Start of Block

PR #1932, opened 2017-05-15
Scene numbering override

alzeebum:
#### Database Migration
YES

#### Description
There are instances where XEM's episode numbering/mapping is incorrect.  This changeset gives users a way to ignore that mapping when they believe it is appropriate, on a per-season basis.  As a user myself, this is a better option than sitting with my fingers crossed hoping that XEM will fix their mapping or that the uploaders will rename their files to conform with the syntax.

This code adds a new boolean database field to the series table (IgnoreSceneNumbering), a toggle for that setting to the series edit panel of the UI, and two new properties to series -- IgnoreSceneNumbering and ActuallyUseSceneNumbering.  Where appropriate, calls to UseSceneNumbering were replaced with calls to ActuallyUseSceneNumbering.

#### Todos
- [ ] Unit/functional tests.  Manual testing was performed and seemed ok.  I'm not a node.js guy nor a C# guy so getting this much done was a bit of a trial;  I made no attempt to grok any existing test framework in the project.

- [ ] Documentation

*

### DIFF
--- a/src/NzbDrone.Api/Series/SeriesResource.cs
+++ b/src/NzbDrone.Api/Series/SeriesResource.cs
@@ -58,6 +58,7 @@ namespace NzbDrone.Api.Series
         public bool Monitored { get; set; }
 
         public bool UseSceneNumbering { get; set; }
+        public bool IgnoreSceneNumbering { get; set; }
         public int Runtime { get; set; }
         public int TvdbId { get; set; }
         public int TvRageId { get; set; }
@@ -131,6 +132,7 @@ namespace NzbDrone.Api.Series
                 Monitored = model.Monitored,
 
                 UseSceneNumbering = model.UseSceneNumbering,
+                IgnoreSceneNumbering = model.IgnoreSceneNumbering,
                 Runtime = model.Runtime,
                 TvdbId = model.TvdbId,
                 TvRageId = model.TvRageId,
@@ -185,6 +187,7 @@ namespace NzbDrone.Api.Series
                 Monitored = resource.Monitored,
 
                 UseSceneNumbering = resource.UseSceneNumbering,
+                IgnoreSceneNumbering = resource.IgnoreSceneNumbering,
                 Runtime = resource.Runtime,
                 TvdbId = resource.TvdbId,
                 TvRageId = resource.TvRageId,
--- a/src/NzbDrone.Core/DataAugmentation/Xem/XemService.cs
+++ b/src/NzbDrone.Core/DataAugmentation/Xem/XemService.cs
@@ -223,7 +223,7 @@ namespace NzbDrone.Core.DataAugmentation.Xem
                 return;
             }
 
-            if (!_cache.Find(message.Series.TvdbId.ToString()) && !message.Series.UseSceneNumbering)
+            if (!_cache.Find(message.Series.TvdbId.ToString()) && !message.Series.ActuallyUseSceneNumbering)
             {
                 _logger.Debug("Scene numbering is not available for {0} [{1}]", message.Series.Title, message.Series.TvdbId);
                 return;
--- a/src/NzbDrone.Core/Datastore/Migration/115_add_scene_number_override_flag.cs
+++ b/src/NzbDrone.Core/Datastore/Migration/115_add_scene_number_override_flag.cs
@@ -1,0 +1,15 @@
+﻿using FluentMigrator;
+using NzbDrone.Core.Datastore.Migration.Framework;
+
+namespace NzbDrone.Core.Datastore.Migration
+{
+    [Migration(115)]
+    public class add_scene_number_override_flag : NzbDroneMigrationBase
+    {
+        protected override void MainDbUpgrade()
+        {
+            Alter.Table("Series").AddColumn("IgnoreSceneNumbering").AsBoolean().Nullable();
+            Execute.Sql("UPDATE Series SET IgnoreSceneNumbering = 0");
+        }
+    }
+}
--- a/src/NzbDrone.Core/DecisionEngine/Specifications/AcceptableSizeSpecification.cs
+++ b/src/NzbDrone.Core/DecisionEngine/Specifications/AcceptableSizeSpecification.cs
@@ -77,7 +77,7 @@ namespace NzbDrone.Core.DecisionEngine.Specifications
                     List<Episode> seasonEpisodes;
 
                     var seasonSearchCriteria = searchCriteria as SeasonSearchCriteria;
-                    if (seasonSearchCriteria != null && !seasonSearchCriteria.Series.UseSceneNumbering && seasonSearchCriteria.Episodes.Any(v => v.Id == episode.Id))
+                    if (seasonSearchCriteria != null && !seasonSearchCriteria.Series.ActuallyUseSceneNumbering && seasonSearchCriteria.Episodes.Any(v => v.Id == episode.Id))
                     {
                         seasonEpisodes = (searchCriteria as SeasonSearchCriteria).Episodes;
                     }
--- a/src/NzbDrone.Core/IndexerSearch/NzbSearchService.cs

End of Block

▸ **Work instructions**
Return, word for word, the line containing "-77,7 +77,7 @@" and all lines after it through the last line of the records, and nothing else.

▸ **Solution to the problem**
@@ -77,7 +77,7 @@ namespace NzbDrone.Core.DecisionEngine.Specifications
                     List<Episode> seasonEpisodes;
 
                     var seasonSearchCriteria = searchCriteria as SeasonSearchCriteria;
-                    if (seasonSearchCriteria != null && !seasonSearchCriteria.Series.UseSceneNumbering && seasonSearchCriteria.Episodes.Any(v => v.Id == episode.Id))
+                    if (seasonSearchCriteria != null && !seasonSearchCriteria.Series.ActuallyUseSceneNumbering && seasonSearchCriteria.Episodes.Any(v => v.Id == episode.Id))
                     {
                         seasonEpisodes = (searchCriteria as SeasonSearchCriteria).Episodes;
                     }
--- a/src/NzbDrone.Core/IndexerSearch/NzbSearchService.cs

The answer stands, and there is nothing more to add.